Author: segher Date: Tue Feb 13 22:12:55 2018 New Revision: 257644 URL: https://gcc.gnu.org/viewcvs?rev=257644&root=gcc&view=rev Log: combine: Update links correctly for new I2 (PR84169) If there is a LOG_LINK between two insns, this means those two insns can be combined, as far as dataflow is concerned. There never should be a LOG_LINK between two unrelated insns. If there is one, combine will try to combine the insns without doing all the needed checks if the earlier destination is used before the later insn, etc. Unfortunately we do not update the LOG_LINKs correctly in some cases. This patch fixes at least some of those cases. PR rtl-optimization/84169 * combine.c (try_combine): New variable split_i2i3. Set it to true if we generated a parallel as new i3 and we split that to new i2 and i3 instructions. Handle split_i2i3 similar to swap_i2i3: scan the LOG_LINKs of i3 to see which of those need to link to i2 now. Link those to i2, not i1. Partially rewrite this scan code. gcc/testsuite/ PR rtl-optimization/84169 * gcc.c-torture/execute/pr84169.c: New. Added: trunk/gcc/testsuite/gcc.c-torture/execute/pr84169.c Modified: trunk/gcc/ChangeLog trunk/gcc/combine.c trunk/gcc/testsuite/ChangeLog
Fixed.
Yeah, not planning to do backports, although the core problem is ancient.

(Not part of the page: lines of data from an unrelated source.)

PR #11, opened 2015-10-22
Fixed bug with string parsing in C/C++

rogerhub:
There are 2 bugs fixed here:

1. The tokenizer did not recognize characters in the \xHH format. For
   example, '\x10'
2. The tokenizer interpreted '\0x10' as a proper character, which should
   actually be interpreted as '\0', 'x', '1', '0' (4 characters), which
   would not be valid if written as '\0x10'.

Here is some sample input for testing: (save as file.c)

```c
'\x30'
```

With the bugged version, I would get error messages similar to:

```
  Scanning Error in 'file.c':
  Lexical error at line 1, column 3.  Encountered: "x" (120), after : "\'\\"
```


rogerhub:
Also, it looks like a character string like `'\r\n'` is valid ([source](http://stackoverflow.com/questions/7755202/multi-character-constant-warnings)), but its value is implementation-dependent. Would you accept a patch that enabled support for those?

lama0206:
Yes. Because JPlag does not compile the program, the values are not important.

PR #13, opened 2016-01-29
Build fixes re. Maven relativePath and ProGuard configuration

khumba:
This fixes a bunch of warnings that Maven spits out when it analyzes the project.


khumba:
(These warnings are with Maven 3.0 and 3.3 by the way.)

lama0206:
Thanks!

PR #17, opened 2016-04-28
Ensure percentA() and percentB() don't truncate the floating-point division

erikmd:
Hello,
This is an slightly-improved patch for #16.
Sorry for opening a new PR (I just closed #16 and force-pushed my rebased branch, then realized that PRs cannot be reopened in that case, cf. isaacs/github#361).
Kind regards


lama0206:
Thanks

PR #26, opened 2016-10-24
Add python frontend

waynetee:
#26

This is my first GitHub contribution, please let me know if there are any issues.

### DIFF
--- a/jplag.frontend.scheme/src/main/java/jplag/scheme/Language.java
+++ b/jplag.frontend.scheme/src/main/java/jplag/scheme/Language.java
@@ -21,7 +21,7 @@ public class Language implements jplag.Language {
 									   // Konstruktor
 
 	public String[] suffixes() {
-		String[] res = { ".scm", ".SCM", "ss" };
+		String[] res = { ".scm", ".SCM", ".ss", ".SS" };
 		return res;
 	}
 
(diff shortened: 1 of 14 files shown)


lama0206:
Thank you for your effort. Looks good to me after quick glance. I don't have a computer with me right now and take a closer look later.

It seems that you have added the new plugin twice to the dependency management though (https://github.com/waynetee/jplag/blob/7883c3b82a16602c11323a641977978d3532dc5c/jplag.parent/pom.xml#L224). Can you please remove one of the entries?

waynetee:
Thanks for the prompt reply, it's fixed.

waynetee:
Hi, have you had the chance to look at it?

waynetee:
Added some minor enhancements

jplag.frontend.scheme/src/main/java/jplag/scheme/Language.java
```diff
@@ -21,7 +21,7 @@ public int errorsCount() {
 									   // Konstruktor
 
 	public String[] suffixes() {
-		String[] res = { ".scm", ".SCM" };
+		String[] res = { ".scm", ".SCM", "ss" };
```
erikmd: Hi @waynetee, shouldn't this be ".ss" (with a dot)?

waynetee:
Whoops, I forgot to mention its fixed

lama0206:
Sorry that it took so long. Thanks for your effort!

PR #33, opened 2017-05-30
Add Python 3.5/3.6 support

alexthornton1:
Add Python 3.5/3.6 support to the python-3 front end.  As far as I
can tell, there are two missing syntax features that have been added
in 3.5 and 3.6:

(1) Formatted string literals, such as this:

        f'Name: {name}'

I generally cleaned up string literals and binary literals in the
grammar, to be in line with the current rules in Python 3.

(2) The 'async' and 'await' keywords, which can appear in a few
places:

* 'async' can appear optionally in front of 'def', 'for', and 'with'
* 'await' can appear in front of most expressions, with a priority
  much higher than most of the other operators.

In both cases, I've added to the existing rules in Python3.g4 and
the rest of JPlag won't see these as distinct (e.g., a formatted
string literal will be seen as a string literal, 'async def' will
be seen as the beginning of a function, and so on).  I think, for
our purposes, that's probably fine, though I'm open to counterargument
on that point.

### DIFF
--- a/jplag.frontend.python-3/src/main/antlr4/jplag/python3/grammar/Python3.g4
+++ b/jplag.frontend.python-3/src/main/antlr4/jplag/python3/grammar/Python3.g4
@@ -170,9 +170,9 @@ decorated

The master branch has been updated by Jakub Jelinek <jakub@gcc.gnu.org>: https://gcc.gnu.org/g:c23c899aedf11069e992eed7358802b262d62f98 commit r10-7607-gc23c899aedf11069e992eed7358802b262d62f98 Author: Jakub Jelinek <jakub@redhat.com> Date: Tue Apr 7 21:30:12 2020 +0200 combine: Fix split_i2i3 ICE [PR94291] The following testcase ICEs on armv7hl-linux-gnueabi. try_combine is called on: (gdb) p debug_rtx (i3) (insn 20 12 22 2 (set (mem/c:SI (plus:SI (reg/f:SI 102 sfp) (const_int -4 [0xfffffffffffffffc])) [1 x+0 S4 A32]) (reg:SI 125)) "pr94291.c":7:8 241 {*arm_movsi_insn} (expr_list:REG_DEAD (reg:SI 125) (nil))) (gdb) p debug_rtx (i2) (insn 12 7 20 2 (parallel [ (set (reg:CC 100 cc) (compare:CC (reg:SI 121 [ <retval> ]) (const_int 0 [0]))) (set (reg:SI 125) (reg:SI 121 [ <retval> ])) ]) "pr94291.c":7:8 248 {*movsi_compare0} (expr_list:REG_UNUSED (reg:CC 100 cc) (nil))) and tries to recognize cc = r121 cmp 0; [sfp-4] = r121 parallel, but that isn't recognized, so it splits it into two: split_i2i3 [sfp-4] = r121 followed by cc = r121 cmp 0 which is recognized, but ICEs because the code below insist that the SET_DEST of newi2pat (or first set in PARALLEL thereof) must be a REG or SUBREG of REG, but it is a MEM in this case. I don't see any condition that would guarantee that, perhaps for the swap_i2i3 case it was somehow guaranteed. As the code just wants to update LOG_LINKS and LOG_LINKS are only for registers, not for MEM or anything else, the patch just doesn't update those if it isn't a REG or SUBREG of REG. 2020-04-07 Jakub Jelinek <jakub@redhat.com> PR rtl-optimization/94291 PR rtl-optimization/84169 * combine.c (try_combine): For split_i2i3, don't assume SET_DEST must be a REG or SUBREG of REG; if it is not one of these, don't update LOG_LINKs. * gcc.dg/pr94291.c: New test.